TASK TO CARRY OUT:
Copy each line below containing "string".

|---|

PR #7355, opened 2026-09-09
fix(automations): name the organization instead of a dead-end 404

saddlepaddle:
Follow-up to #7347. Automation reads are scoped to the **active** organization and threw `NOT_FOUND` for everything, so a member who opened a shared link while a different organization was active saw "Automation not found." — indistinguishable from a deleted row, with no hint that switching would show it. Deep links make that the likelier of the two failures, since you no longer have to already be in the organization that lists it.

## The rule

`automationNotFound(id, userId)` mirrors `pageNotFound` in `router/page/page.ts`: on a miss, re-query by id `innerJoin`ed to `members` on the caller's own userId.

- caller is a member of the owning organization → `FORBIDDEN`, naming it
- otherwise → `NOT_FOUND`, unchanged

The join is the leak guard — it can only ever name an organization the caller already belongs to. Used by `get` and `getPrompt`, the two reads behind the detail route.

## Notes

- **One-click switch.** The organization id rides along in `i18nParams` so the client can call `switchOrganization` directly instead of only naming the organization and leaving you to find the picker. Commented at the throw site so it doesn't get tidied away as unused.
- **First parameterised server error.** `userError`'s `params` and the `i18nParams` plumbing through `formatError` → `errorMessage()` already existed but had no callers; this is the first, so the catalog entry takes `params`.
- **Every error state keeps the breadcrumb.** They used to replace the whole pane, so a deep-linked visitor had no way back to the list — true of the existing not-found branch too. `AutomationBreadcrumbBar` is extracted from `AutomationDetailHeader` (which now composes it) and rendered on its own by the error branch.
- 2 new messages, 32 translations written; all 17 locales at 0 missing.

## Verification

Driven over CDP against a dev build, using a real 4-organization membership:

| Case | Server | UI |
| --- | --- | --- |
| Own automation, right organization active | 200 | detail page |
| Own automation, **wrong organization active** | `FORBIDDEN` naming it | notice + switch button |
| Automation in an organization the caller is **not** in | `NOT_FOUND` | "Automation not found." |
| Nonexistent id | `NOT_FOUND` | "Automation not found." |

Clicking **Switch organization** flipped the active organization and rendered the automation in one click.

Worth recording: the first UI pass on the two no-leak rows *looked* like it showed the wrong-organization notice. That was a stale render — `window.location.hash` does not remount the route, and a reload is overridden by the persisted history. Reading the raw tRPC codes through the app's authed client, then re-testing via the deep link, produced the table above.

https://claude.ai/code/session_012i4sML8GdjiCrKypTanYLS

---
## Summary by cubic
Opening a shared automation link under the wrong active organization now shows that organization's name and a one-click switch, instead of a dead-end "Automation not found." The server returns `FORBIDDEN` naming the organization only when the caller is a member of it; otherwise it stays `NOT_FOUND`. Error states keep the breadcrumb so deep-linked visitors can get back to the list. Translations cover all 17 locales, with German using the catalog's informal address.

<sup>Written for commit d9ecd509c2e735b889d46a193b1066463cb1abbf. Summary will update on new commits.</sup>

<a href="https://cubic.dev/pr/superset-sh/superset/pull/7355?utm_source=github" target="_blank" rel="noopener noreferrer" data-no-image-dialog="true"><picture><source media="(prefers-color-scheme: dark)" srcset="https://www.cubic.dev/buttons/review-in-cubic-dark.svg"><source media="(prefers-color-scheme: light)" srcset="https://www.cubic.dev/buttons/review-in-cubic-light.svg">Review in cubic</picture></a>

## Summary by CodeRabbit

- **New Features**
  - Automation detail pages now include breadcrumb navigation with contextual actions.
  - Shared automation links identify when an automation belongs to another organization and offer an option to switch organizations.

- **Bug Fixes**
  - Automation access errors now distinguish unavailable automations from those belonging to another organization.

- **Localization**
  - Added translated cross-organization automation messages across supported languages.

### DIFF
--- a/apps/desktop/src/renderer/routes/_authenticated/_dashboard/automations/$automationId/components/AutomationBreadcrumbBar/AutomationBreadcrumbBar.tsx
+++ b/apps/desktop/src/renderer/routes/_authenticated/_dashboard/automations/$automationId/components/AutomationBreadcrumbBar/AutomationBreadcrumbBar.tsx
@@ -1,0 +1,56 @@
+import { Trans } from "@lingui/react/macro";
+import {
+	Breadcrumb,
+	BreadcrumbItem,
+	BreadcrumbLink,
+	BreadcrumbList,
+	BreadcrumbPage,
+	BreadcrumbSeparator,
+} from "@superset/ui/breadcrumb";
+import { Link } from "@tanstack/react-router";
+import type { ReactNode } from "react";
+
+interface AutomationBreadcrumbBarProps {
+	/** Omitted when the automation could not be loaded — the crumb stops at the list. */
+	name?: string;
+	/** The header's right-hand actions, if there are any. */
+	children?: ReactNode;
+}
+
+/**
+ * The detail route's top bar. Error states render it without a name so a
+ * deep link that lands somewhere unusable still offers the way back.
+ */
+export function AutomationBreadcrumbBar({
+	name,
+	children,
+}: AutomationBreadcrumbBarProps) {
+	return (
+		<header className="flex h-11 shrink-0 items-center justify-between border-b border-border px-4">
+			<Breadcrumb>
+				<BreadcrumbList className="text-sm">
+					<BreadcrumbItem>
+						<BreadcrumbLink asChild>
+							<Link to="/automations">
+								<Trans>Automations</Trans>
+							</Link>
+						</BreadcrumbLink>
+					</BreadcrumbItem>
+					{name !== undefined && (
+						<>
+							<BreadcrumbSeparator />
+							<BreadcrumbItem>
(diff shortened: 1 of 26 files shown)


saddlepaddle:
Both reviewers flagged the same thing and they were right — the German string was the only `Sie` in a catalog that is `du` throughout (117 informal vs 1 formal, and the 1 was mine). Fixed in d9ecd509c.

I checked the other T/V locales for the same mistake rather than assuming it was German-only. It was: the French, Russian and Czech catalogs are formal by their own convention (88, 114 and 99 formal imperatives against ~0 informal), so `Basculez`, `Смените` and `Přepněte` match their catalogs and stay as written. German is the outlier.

|---|

EXERCISE SOLUTION:
+	name?: string;
Both reviewers flagged the same thing and they were right — the German string was the only `Sie` in a catalog that is `du` throughout (117 informal vs 1 formal, and the 1 was mine). Fixed in d9ecd509c.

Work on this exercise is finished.